Para competir nesse mercado, a suíça Roche finalizou, em janeiro, a aquisição da farmacêutica americana Carmot Therapeutics, com um investimento total de US$ 3,1 bilhões (cerca de R$ 15,6 bilhões), obtendo, assim, acesso ao portfólio de pesquisa e desenvolvimento da empresa, que envolve estudos com três análogos de GLP-1 para tratamento de obesidade e sobrepeso em pacientes com ou sem diabetes.

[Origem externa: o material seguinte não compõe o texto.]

PR #419, opened 2026-08-21
fix(githooks): pre-push scanner missed secrets on new-branch pushes

### LINKED ISSUE #418: pre-push hook passes rev-list args to git diff: secrets on a new-branch push are never scanned
`.githooks/pre-push` computes its scan range with `git rev-list` syntax but then feeds those same arguments to `git diff`. On a **new-branch push** that produces a *combined* diff (`diff --cc`) instead of the intended "lines added by this push", which breaks the scanner in both directions. The false-negative direction is the serious one: a commit containing an AWS key and a plaintext password passes the scan with `sensitive-content scan clean.`

## Cause

For a branch the remote doesn't have yet, the hook builds rev-list-style args (line 63):

```bash
if [ "$remote_sha" = "$zero" ]; then
    # New branch: scan everything reachable from local_sha not already on any remote.
    range_args=("$local_sha" --not --remotes)
else
    range_args=("${remote_sha}..${local_sha}")
fi
```

Those args are correct for `git rev-list` (line 69) and `git log` (line 80). They are then reused verbatim for two `git diff` invocations:

```bash
diff=$(git diff --unified=0 --no-color "${range_args[@]}" 2>/dev/null)          # line 73
changed_files=$(git diff --name-only --diff-filter=AM "${range_args[@]}" 2>/dev/null)  # line 76
```

`git diff` has no notion of `--not`/`--remotes` as range exclusion. Given multiple revisions it emits a combined diff, one column per extra revision:

```
diff --cc clean.py
@@@@@@ -1,0 -1,0 -1,0 -1,0 -1,0 +1,2 @@@@@@
+++++def add(a, b):
```

Combined-diff semantics are "how this differs from *each* parent," and hunks uninteresting relative to some parent are omitted. Neither property matches "what this push adds." The `2>/dev/null` hides any complaint, so the failure is silent.

The number of remote-tracking refs decides the outcome, which is why this varies per clone — a clone with several remotes/forks behaves differently from a fresh one.

## Impact 1 (serious): real secrets are not scanned

Reproduction, using the actual hook, against a repo with a remote branch older than the pushed content:

```bash
mkdir -p /tmp/hookrepro && cd /tmp/hookrepro
git init -q --bare upstream.git && git clone -q upstream.git clone && cd clone
git config user.email t@t.test && git config user.name T

printf 'print("hello")\n' > app.py
git add app.py && git commit -q -m initial
git branch -M main && git push -q origin main

# a fork/dev branch pushed before the later content existed (myusif/*, birkep/* here)
git checkout -q -b oldfork main && git push -q origin oldfork

git checkout -q main
printf 'print("hello")\nrequests.post("https://api.pushover.net/1/messages.json")\n' > app.py
git add app.py && git commit -q -m "add pushover notify" && git push -q origin main

# new branch containing an obvious secret
git checkout -q -b feature/x main
printf 'AWS_KEY = "AKIAIOSFODNN7EXAMPLE"\npassword = "sup3rs3cret_value"\n' > secret.py
git add secret.py && git commit -q -m "oops"
git fetch -q origin

mkdir -p .githooks && cp /path/to/hashview/.githooks/pre-push .githooks/
SHA=$(git rev-parse HEAD)
printf 'refs/heads/feature/x %s refs/heads/feature/x %s\n' "$SHA" "$(printf '0%.0s' {1..40})" | ./.githooks/pre-push origin ./upstream.git
```

Output:

```
pre-push: sensitive-content scan clean.
```

Both the `AWS access key ID` and `Generic secret assign` patterns would have matched had the diff been computed correctly — `git diff main...HEAD` shows the lines plainly. The scan simply received an empty haystack. A secret-scanning hook that reports "clean" on `AKIAIOSFODNN7EXAMPLE` is worse than no hook, because it is trusted.

`changed_files` (line 76) is built from the same broken arguments. In practice it still works, because a combined diff names the changed files even when it omits their hunks -- I verified `.env` additions are still flagged on a new-branch push. It should be corrected anyway for the same reason (`git diff` is not being given a range it understands), but it is not currently a hole.

## Impact 2 (noise): pre-existing lines reported as added

The other direction: with several remote refs, combined-diff columns surface lines that are already upstream and untouched by the branch. Observed on PR #416, whose diff adds no URLs at all:

```
[URL]
  619:+    ++ +                    +                            ++  ++            response = requests.post('https://api.pushover.net/1/messages.json', ...)
```

That `api.pushover.net` line is already on `origin/main` and `origin/v0.8.3-dev`. The `+ ++ +` gutter is the combined-diff column layout leaking into the report; the line number is meaningless. This trains people to bypass with `--no-verify`, which skips the entire gate — ruff, bandit, OpenAPI, and the test suite included.

## Suggested fix

`git log -p` accepts rev-list arguments natively and emits per-commit patches, which is exactly the intended semantics. Replacing both `git diff` calls keeps the existing range logic untouched:

```bash
diff=$(git log -p --unified=0 --no-color --format='' "${range_args[@]}" 2>/dev/null)
changed_files=$(git log --name-only --diff-filter=AM --format='' "${range_args[@]}" 2>/dev/null | sort -u)
```

`git log -p` skips merge commits by default, which is correct here: a merge introduces no content that isn't already in the individual commits within the range.

Worth doing alongside:

- Drop `2>/dev/null` on these, or check the exit status, so a future argument mismatch fails loudly instead of degrading to "clean".
- Fail closed: if `commits` is non-empty but the computed diff is empty, that is a contradiction (commits always change something) and should be treated as an error rather than a pass.
- Add regression coverage. There is currently no test for `.githooks/pre-push`; a shell test that plants a known-bad string in a new-branch push and asserts the hook exits non-zero would have caught this.

bandrel:
Fixes #418.

## Why

`.githooks/pre-push` computed its scan range with `git rev-list` syntax and then passed those same arguments to `git diff`. For a new branch that range is `<sha> --not --remotes`, which `git diff` does not understand as range exclusion — it treats the extra revisions as further sides to compare and emits a *combined* diff. Combined-diff semantics are "how this differs from each parent", which is not "what this push adds": it drops real additions and attributes untouched upstream lines to the push. The `2>/dev/null` on the call kept the mismatch quiet.

The result was a false negative in a secret scanner. On a new-branch push carrying an AWS access key ID and a plaintext password, the hook printed:

```
pre-push: sensitive-content scan clean.
```

A scanner that clears an obvious key is worse than no scanner, because it is trusted. #418 has a self-contained reproduction using the unmodified hook.

The noisier symptom is the same root cause: on PR #416 the hook blocked a push over an `api.pushover.net` URL that was already on `origin/main` and that the branch never touched, reported with a mangled `+ ++ +` gutter (the combined-diff column layout) and a meaningless line number. That trains people to reach for `--no-verify`, which skips the entire gate — ruff, bandit, OpenAPI, and the test suite included.

## What changed

`git log -p` accepts rev-list arguments natively and emits per-commit patches, which is the intended meaning, so both `git diff` calls become `git log`. Merge commits are skipped by default, which is right here: they carry nothing the individual commits in the range lack, and those commits are themselves in range.

Also added a backstop that fails closed when files were touched but no patch text came back at all, instead of reporting a clean scan. Its reach is deliberately documented as limited — the bad range still emitted combined-diff *headers*, so this check would **not** have caught the original bug. I verified that rather than assuming it. The tests are the real guard. It keys on files touched rather than on the commit count so an empty commit (`git commit --allow-empty`) stays pushable, which I confirmed was otherwise a spurious block I'd introduced.

## Tests

`tests/unit/test_prepush_hook.py` — the first coverage this hook has had. 9 tests drive the real script through its stdin protocol against throwaway repositories: new-branch and existing-branch pushes, a secret in a non-tip commit, `.env` additions, merge-only and empty-commit pushes, and branch deletion. Restoring the `git diff` call fails three of them.

They assert on scan *output* rather than exit status, because the hook's later ruff/bandit/pytest gate exits non-zero in a throwaway repo for unrelated reasons — exit status alone can't distinguish "the scanner blocked this" from "the gate failed".

Two things worth flagging, both found by running this rather than reasoning about it:

**The tests scrub `GIT_*` from the environment of every git call.** Without that they fail when run from inside the hook, which is exactly where the gate runs them: git exports `GIT_DIR` and `GIT_INDEX_FILE` to hooks, and inherited they point each fixture command at the real repository instead of the throwaway one. This is not theoretical — a trial run renamed my checked-out branch to `main`, clobbered the local `main` ref, and committed fixture state onto it. I repaired it from the reflog and then verified the scrubbed version leaves the host repo byte-identical (branch, HEAD, and `main` all unchanged) when run with `GIT_DIR` set.

**The fixtures assemble their secret-shaped strings at runtime** and render assignments through a helper, so the file contains no literal that this hook — or GitHub push protection — would flag, and no allowlist entry is needed. The fixed hook caught an earlier version of this file, which is a decent sign it works.

## Verification

Pushed with the fixed hook active and the full gate running: `pre-push: all checks passed`, 1523 passed / 2 skipped / 39 xfailed, no bypass. Compare with #416, which had to be pushed with `--no-verify` because of the false positive.

Note the hook is also verified under a real `git push`, not just standalone — the two differ, and that mattered. `core.hooksPath` here is an **absolute** path (`/Users/.../hashview/.githooks`), so pushes from a git worktree run the *main checkout's* hook, not the worktree's. My first attempts were silently exercising the old hook. Instrumenting a real push through the fixed one confirmed it sees the full diff (275 added lines, all three finding categories reported). That footgun is now addressed in the second commit, which documents next to the enable instruction that the value must stay relative. Git resolves a relative `hooksPath` against the top level of whichever working tree you run git from, so each worktree correctly uses its own `.githooks/` — verified from a repo root, a subdirectory, and a worktree. I also corrected my own clone's config, which was absolute; this PR's final push ran with no `-c core.hooksPath` override and correctly used the worktree's own hook (`pre-push: all checks passed`, 1523 passed).

Note this only fixes the documentation and my clone — `core.hooksPath` is per-clone local config, so anyone whose clone already has an absolute value needs to re-run `git config core.hooksPath .githooks` themselves. Checking with `git config core.hooksPath` is called out in the header.

No CHANGELOG entry: `.githooks/` changes are developer tooling and aren't changelogged here, matching the existing `chore(githooks):` commits.

### DIFF
--- a/.githooks/pre-push
+++ b/.githooks/pre-push
@@ -9,6 +9,14 @@
 # Enable once per clone:
 #   git config core.hooksPath .githooks
 #
+# Keep that value relative, exactly as written above. Git resolves a relative
+# hooksPath against the top level of whichever working tree you run git from, so
+# each git worktree correctly uses its own .githooks/. An absolute path (e.g.
+# /Users/you/projects/hashview/.githooks) instead pins every worktree to the
+# main checkout's copy: edits to this script made in a worktree then have no
+# effect on a push from it, and you are silently testing the old version.
+# Check with: git config core.hooksPath
+#
 # Bypass (use sparingly):
 #   git push --no-verify
 
--- a/.githooks/pre-push
+++ b/.githooks/pre-push
@@ -69,18 +69,45 @@ while read -r local_ref local_sha remote_ref remote_sha; do
     commits=$(git rev-list "${range_args[@]}" 2>/dev/null)
     [ -z "$commits" ] && continue
 
-    # Combined diff of added lines only for the push range.
-    diff=$(git diff --unified=0 --no-color "${range_args[@]}" 2>/dev/null)
+    # Per-commit patch for the push range.
+    #
+    # Must be `git log -p`, not `git diff`: range_args uses rev-list syntax,
+    # and for a new branch that is `<sha> --not --remotes`. `git diff` does not
+    # understand --not/--remotes as range exclusion — it treats the extra revs
+    # as more sides to compare and emits a *combined* diff, which both omits
+    # real additions and attributes untouched upstream lines to the push. That
+    # made the scanner report "clean" on a commit holding an AWS key (#418).
+    # `git log -p` takes rev-list arguments natively. Merge commits are skipped
+    # by default, which is right: they add nothing the listed commits lack.
+    diff=$(git log -p --unified=0 --no-color --format='' "${range_args[@]}")
 
     # Files added/modified in this push.
-    changed_files=$(git diff --name-only --diff-filter=AM "${range_args[@]}" 2>/dev/null)
+    changed_files=$(git log --name-only --diff-filter=AM --format='' \
+                        "${range_args[@]}" | grep -v '^$' | sort -u)
+
+    # Every path touched by the push, any status. Used only for the sanity
+    # check below.
+    touched_files=$(git log --name-only --format='' "${range_args[@]}" \
+                        | grep -v '^$' | sort -u)
 
     # Commit messages (subject + body) for every commit in the push range,
     # prefixed with the short SHA so findings point at the offending commit.
     messages=$(git log --format='%h %B%n---END---' "${range_args[@]}" 2>/dev/null)
 
-    if [ -z "$diff" ] && [ -z "$messages" ]; then
-        continue
+    # Sanity check for gross breakage: files were touched but git returned no
+    # patch text at all. A backstop only — it catches a range that yields
+    # nothing, not one that yields the wrong thing. (In #418 the bad range
+    # still emitted combined-diff headers, so this check would NOT have caught
+    # it; the tests in tests/unit/test_prepush_hook.py are what guard that.)
+    #
+    # Keyed on touched_files rather than on the commit list, because an empty
+    # commit (git commit --allow-empty) legitimately has no patch and must
+    # still be pushable.
+    if [ -z "$diff" ] && [ -n "$touched_files" ]; then
+        printf '%spre-push: %s file(s) changed in this push but no diff could be computed.%s\n' \
+            "$RED" "$(printf '%s\n' "$touched_files" | wc -l | tr -d ' ')" "$RST" >&2
+        printf 'This is a bug in the hook, not a finding. Refusing to report a clean scan.\n' >&2
+        exit 1
     fi
 
     # --- Built-in patterns (scan added diff lines + commit messages) ---
--- a/tests/unit/test_prepush_hook.py
+++ b/tests/unit/test_prepush_hook.py
@@ -1,0 +1,277 @@
+"""The pre-push secret scanner must see the lines a push actually adds.
+
+Regression tests for #418. `.githooks/pre-push` built its scan range with
+`git rev-list` syntax (`<sha> --not --remotes`) and then handed those same
+arguments to `git diff`, which has no notion of `--not`/`--remotes` as range
+exclusion and emits a *combined* diff instead. On a new-branch push the
+scanner could therefore receive an empty haystack and report
+"sensitive-content scan clean." for a commit containing an AWS key.
+
+These tests drive the real hook script through its stdin protocol against
+throwaway repositories. They assert on the hook's scan *output* rather than
+its exit status: the hook also runs a ruff/bandit/pytest gate after the scan,
+which exits non-zero in a throwaway repo for unrelated reasons, so exit
+status alone cannot distinguish "blocked by the scanner" from "gate failed".
+"""
+
+import os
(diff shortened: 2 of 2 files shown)


bandrel:
CI note: `e2e-crack` failed on `5235b3b` and passed on re-run (both jobs, no code change in between). It also passed on the previous commit `c1f4a09`, and the entire diff between those two commits is 8 comment lines in `.githooks/pre-push` — a file the dockerized crack harness never reads, so it can't be causal. The failure was an app-side `HTTP 500` from `GET /v1/getHashType/1` during the agent's result upload, which looks like a flake in that suite rather than anything from this branch. Flagging it rather than quietly re-running, in case the 500 is worth chasing separately.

“Essa aquisição também demonstra o foco contínuo em fortalecer nossa posição em relação a doenças metabólicas e cardiovasculares, incluindo o mercado de obesidade, que alguns analistas esperam que chegue a centenas de bilhões em 2030”, diz KT Park, head global de Gastroenterologia, Hepatologia e Metabolismo da Roche.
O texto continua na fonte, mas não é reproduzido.